Nico Scheepmaker heeft eens zijn tien mooiste woorden in de Nederlandse taal benoemd en beargumenteerd. Het waren:
1. | ijsvrij, |
2. | binnenstebuiten, |
3. | wijsbegeerte, |
4. | levenslustig, |
5. | scharminkel, |
6. | eierdopje, |
7. | gezellig, |
8. | stadsschouwburg, |
9. | Droste-effect, |
10. | potloodventer. |
Bij vergelijking van deze woorden met de Franse equivalenten bleek hem dat het Nederlands rijker, en rijker geschakeerd is dan het Frans. Professor dr. Bernard Al, hoofdredacteur van Van Dales woordenboek Nederlands-Frans, was het met hem eens (zie Klare Taal 1987, blz. 69-71). Het Nederlands is een rijke taal.
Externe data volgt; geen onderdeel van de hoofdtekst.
PR #1175, opened 2025-07-18
Fix icon size on Firefox

richardkmichael:
Unfortunately, with `size="14"` Mintlify emits unit-less non-zero lengths in violation of the CSS specification.. for the last 20 years or so.  🤯 Firefox strips such erroneous rules, which leaves the icons taking up a lot of space.

I'm not certain about ignoring the Node package files.  Obviously that wouldn't be possible if Node packages are ever used.

What's the docs workflow?  Something different with npm or a local-only gitignore?

A less invasive alternative:

`cd docs && npm i mint && npx mint dev`

```
# .gitignore
docs/node_modules
docs/package.json
docs/package-lock.json
```

I can adjust the README instructions, and/or drop that commit.

### DIFF
--- a/.gitignore
+++ b/.gitignore
@@ -63,3 +63,7 @@ dmypy.json
 
 # Claude worktree management
 .claude-wt/worktrees
+
+# Installing Mintlify for documentation will generate Node package files
+package.json
+package-lock.json


richardkmichael:
This is unrelated to OpenAPI -- the bot has added an incorrect label.  I don't seem able to remove it.

jlowin:
These are autogenerated by a different package. I've given @zzstoatzz a heads up to take a look.

PR #1178, opened 2025-07-18
Fix nesting when making OpenAPI arrays and objects optional

melkamar:
Prior to this change, the mangling of optional arrays and objects misses "related" properties. For example, given this OAS:

```json
  {
    "name": "someProperty",
    "required": false,
    "schema": {
      "type": "array",
      "items": {
        "type": "string"
      }
    }
  }
```

The resulting MCP tool schema would be:

```json
  {
    "someProperty": {
      "items": {
        "type": "string"
      },
      "anyOf": [
        {
          "type": "array"
        },
        {
          "type": "null"
        }
      ]
    }
  }
```

This is invalid (and e.g. OpenAI fails on it). Instead, the "items" property should be a part of the now-nested "array" type:

```json
  {
    "someProperty": {
      "anyOf": [
        {
          "type": "array",
          "items": {
            "type": "string"
          },
        },
        {
          "type": "null"
        }
      ]
    }
  }
```

This commit looks at all the properties defined in the JSON schema to belong to either array or object type and nests them.

### DIFF
--- a/src/fastmcp/utilities/openapi.py
+++ b/src/fastmcp/utilities/openapi.py
@@ -1114,10 +1114,56 @@ def _make_optional_parameter_nullable(schema: dict[str, Any]) -> dict[str, Any]:
     # Create a new schema that allows null in addition to the original type
     if "type" in schema:
         original_type = schema["type"]
+
         if isinstance(original_type, str):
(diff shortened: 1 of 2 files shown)


jlowin:
Thanks!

Een Duitse studente die Nederlands heeft geleerd, vertelde mij een keer dat het Nederlands veel meer uitdrukkingsmogelijkheden, veel meer nuances bezit dan het Duits!
Toch zijn Duits en Frans voor de moedertaalsprekers de rijkste talen. En het Nederlands is dat alleen voor ons. Hoe goed we een andere taal ook beheersen, we blijven kreupel, we zijn bij het gebruiken van die vreemde taal iets van onszelf kwijt. We moeten onze taal in ere houden. En dat heb ik proberen te verwoorden in de zevende stelling van mijn proefschrift: ‘Wie zijn taal verloochent, verliest zijn identiteit.’